*Instructions to follow*
Wherever the word "logging" turns up in a line of the entries, copy that line.
#### Provided data ####
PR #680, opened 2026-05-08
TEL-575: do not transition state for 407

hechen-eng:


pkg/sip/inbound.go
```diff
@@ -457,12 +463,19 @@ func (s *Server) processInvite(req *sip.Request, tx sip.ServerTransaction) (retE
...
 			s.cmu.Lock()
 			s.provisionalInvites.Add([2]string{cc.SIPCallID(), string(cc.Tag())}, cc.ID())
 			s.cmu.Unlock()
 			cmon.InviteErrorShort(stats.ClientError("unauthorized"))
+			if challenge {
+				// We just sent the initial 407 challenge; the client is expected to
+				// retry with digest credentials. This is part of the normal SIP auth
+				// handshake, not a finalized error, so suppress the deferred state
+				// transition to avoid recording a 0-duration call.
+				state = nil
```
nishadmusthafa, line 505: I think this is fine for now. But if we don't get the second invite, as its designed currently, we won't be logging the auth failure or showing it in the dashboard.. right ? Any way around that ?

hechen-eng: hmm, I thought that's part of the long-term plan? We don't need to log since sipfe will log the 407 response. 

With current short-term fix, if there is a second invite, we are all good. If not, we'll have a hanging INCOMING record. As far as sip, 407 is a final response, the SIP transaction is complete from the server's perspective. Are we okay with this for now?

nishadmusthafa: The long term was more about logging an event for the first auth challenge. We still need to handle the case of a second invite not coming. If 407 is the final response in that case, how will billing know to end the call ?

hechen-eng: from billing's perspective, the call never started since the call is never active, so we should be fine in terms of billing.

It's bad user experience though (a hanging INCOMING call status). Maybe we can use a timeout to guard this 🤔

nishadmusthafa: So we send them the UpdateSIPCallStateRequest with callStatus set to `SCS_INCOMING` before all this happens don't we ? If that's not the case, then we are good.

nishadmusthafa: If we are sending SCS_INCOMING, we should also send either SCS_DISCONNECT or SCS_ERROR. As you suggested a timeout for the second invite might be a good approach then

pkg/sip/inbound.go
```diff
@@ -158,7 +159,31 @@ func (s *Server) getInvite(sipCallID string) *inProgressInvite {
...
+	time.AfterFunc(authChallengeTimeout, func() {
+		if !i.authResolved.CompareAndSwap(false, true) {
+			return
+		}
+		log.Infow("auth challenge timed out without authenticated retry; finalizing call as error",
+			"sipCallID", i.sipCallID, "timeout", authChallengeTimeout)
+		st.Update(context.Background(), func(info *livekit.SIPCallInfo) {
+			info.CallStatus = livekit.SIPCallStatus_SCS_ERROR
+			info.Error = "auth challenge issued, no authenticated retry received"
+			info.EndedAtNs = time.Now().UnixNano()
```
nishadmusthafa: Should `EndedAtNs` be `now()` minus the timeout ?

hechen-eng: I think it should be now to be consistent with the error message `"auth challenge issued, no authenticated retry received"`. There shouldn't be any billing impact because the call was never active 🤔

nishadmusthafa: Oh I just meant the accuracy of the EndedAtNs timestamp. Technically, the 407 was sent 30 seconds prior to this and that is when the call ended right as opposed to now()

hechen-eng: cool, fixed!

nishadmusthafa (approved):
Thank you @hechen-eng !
####
#### Provided data ####
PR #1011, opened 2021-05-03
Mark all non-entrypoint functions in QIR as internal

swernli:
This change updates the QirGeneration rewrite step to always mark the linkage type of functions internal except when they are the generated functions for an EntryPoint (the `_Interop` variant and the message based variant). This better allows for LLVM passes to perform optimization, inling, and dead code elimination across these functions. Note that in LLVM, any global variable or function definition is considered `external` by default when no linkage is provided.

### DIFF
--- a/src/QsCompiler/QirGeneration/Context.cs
####
*Task answer*
nishadmusthafa, line 505: I think this is fine for now. But if we don't get the second invite, as its designed currently, we won't be logging the auth failure or showing it in the dashboard.. right ? Any way around that ?
nishadmusthafa: The long term was more about logging an event for the first auth challenge. We still need to handle the case of a second invite not coming. If 407 is the final response in that case, how will billing know to end the call ?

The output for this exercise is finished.